I had everything unlocked when I first began. Then came the time of filtering. The the friends only years with heavy filtering.... and now back to a time of openness with rare filtering. It's like the changes of a society -- I'm my own microcosm!

Or something.

Anyway, no matter how much I enjoy DW and how useful I find Posterous and how much fun I think Twitter can be for 2 second tweets from work, LJ is home. It's where I live.

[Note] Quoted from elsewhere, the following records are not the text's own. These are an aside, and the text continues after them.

PR #3705, opened 2016-08-05
add "ref" support to JSX route definitions

bsideup:
Hi!

I have a use-case where I need to save a reference to the route definition, but my routes are declared in JSX.

Given React background, I expected `ref` to work in JSX, but it's not. 

This PR makes it possible to receive `ref` callback when route is created:

```jsx
let usersRoute

render((
  <Router>
    <Rote ref={ route => usersRoute = route} path="users" component={Users} />
  </Router>
), document.body)
```

### DIFF
--- a/docs/guides/RouteConfiguration.md
+++ b/docs/guides/RouteConfiguration.md
@@ -178,6 +178,24 @@ Continuing with our example above, if a user clicked on a link to `/about` from 
   - `onLeave` on the `/inbox` route
   - `onEnter` on the `/about` route
 
+
+
+### Refs
+
+[Route](/docs/Glossary.md#route)s may also define [`ref`](/docs/Glossary.md#ref) hooks that are invoked once a route is instantiated. These hooks are useful when a route is created and you want to keep a reference to it, but you prefer JSX.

It's how my best friend and I kept in touch while she lived in Dallas and I lived in Memphis or how we met some of our now good friends. It cultivates friendships and helps us stay connected. Whatever corporate is doing, that's kind of worth more.

Sorry to totally threadjack, but it just makes me think.

[identity profile] thoughtbubble.livejournal.com 2010-06-25 11:31 pm (UTC)(link)
Just fyi. Your blog is easily the most entertaining of all my friends. It's really the only reason I keep signing on to LJ. It would also be really cool if you moved back up to Oregon. Just saying.